◆ Aim of the task: Every line below must be given again exactly.

◆ Data in this exercise:
PR #3448, opened 2025-02-10
Fix log4j2.properties sample

mz0:
Attempt to use the original log4j2.properties results in
org.apache.logging.log4j.core.config.ConfigurationException: No type attribute provided for Layout on Appender CONSOLE

Apparently `.type` is missing on respective line. This commit fixes that documentation error.


ppkarwasz:
@mz0,

Thanks for the fix, it [is online](https://logging.apache.org/log4j/2.x/manual/installation.html#impl-core-config).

◆ Expected answer:
PR #3448, opened 2025-02-10
Fix log4j2.properties sample

mz0:
Attempt to use the original log4j2.properties results in
org.apache.logging.log4j.core.config.ConfigurationException: No type attribute provided for Layout on Appender CONSOLE

Apparently `.type` is missing on respective line. This commit fixes that documentation error.


ppkarwasz:
@mz0,

Thanks for the fix, it [is online](https://logging.apache.org/log4j/2.x/manual/installation.html#impl-core-config).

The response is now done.